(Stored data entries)
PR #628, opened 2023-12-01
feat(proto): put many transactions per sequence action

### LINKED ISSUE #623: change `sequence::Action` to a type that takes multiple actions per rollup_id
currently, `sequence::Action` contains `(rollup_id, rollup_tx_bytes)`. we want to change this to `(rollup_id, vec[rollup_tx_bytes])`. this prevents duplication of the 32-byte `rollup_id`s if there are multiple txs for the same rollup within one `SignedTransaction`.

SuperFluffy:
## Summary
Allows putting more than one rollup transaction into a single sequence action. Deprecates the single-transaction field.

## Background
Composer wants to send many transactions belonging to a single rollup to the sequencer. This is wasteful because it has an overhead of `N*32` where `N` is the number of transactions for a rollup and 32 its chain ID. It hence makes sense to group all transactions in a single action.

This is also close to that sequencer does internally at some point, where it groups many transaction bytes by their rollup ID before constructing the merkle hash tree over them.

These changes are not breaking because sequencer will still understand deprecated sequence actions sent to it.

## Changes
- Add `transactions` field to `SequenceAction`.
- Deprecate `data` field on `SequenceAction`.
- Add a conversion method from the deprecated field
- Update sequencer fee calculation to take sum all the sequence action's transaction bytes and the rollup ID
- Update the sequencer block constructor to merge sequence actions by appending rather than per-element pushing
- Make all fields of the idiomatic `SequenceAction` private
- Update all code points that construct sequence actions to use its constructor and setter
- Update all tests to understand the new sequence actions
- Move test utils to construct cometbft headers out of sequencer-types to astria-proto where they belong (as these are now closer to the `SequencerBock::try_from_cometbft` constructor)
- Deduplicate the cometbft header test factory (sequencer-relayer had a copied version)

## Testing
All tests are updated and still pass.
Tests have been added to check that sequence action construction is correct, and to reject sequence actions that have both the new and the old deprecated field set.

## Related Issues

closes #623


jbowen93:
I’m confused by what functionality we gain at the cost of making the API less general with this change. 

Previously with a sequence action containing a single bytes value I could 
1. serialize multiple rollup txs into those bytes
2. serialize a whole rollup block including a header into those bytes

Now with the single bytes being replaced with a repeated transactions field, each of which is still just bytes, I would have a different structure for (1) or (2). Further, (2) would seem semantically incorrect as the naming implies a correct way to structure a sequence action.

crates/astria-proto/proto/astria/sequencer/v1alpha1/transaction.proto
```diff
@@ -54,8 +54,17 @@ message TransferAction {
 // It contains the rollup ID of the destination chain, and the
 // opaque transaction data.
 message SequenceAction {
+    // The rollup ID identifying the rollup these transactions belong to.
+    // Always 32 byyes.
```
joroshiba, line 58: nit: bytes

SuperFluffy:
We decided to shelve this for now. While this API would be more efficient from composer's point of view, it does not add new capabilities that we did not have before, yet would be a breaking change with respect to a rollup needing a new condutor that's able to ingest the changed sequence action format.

PROMPT: In the entries above, identify every line with the word "SequenceAction". Copy those lines.

RESPONSE TO THE TASK:
- Add `transactions` field to `SequenceAction`.
- Deprecate `data` field on `SequenceAction`.
- Make all fields of the idiomatic `SequenceAction` private
 message SequenceAction {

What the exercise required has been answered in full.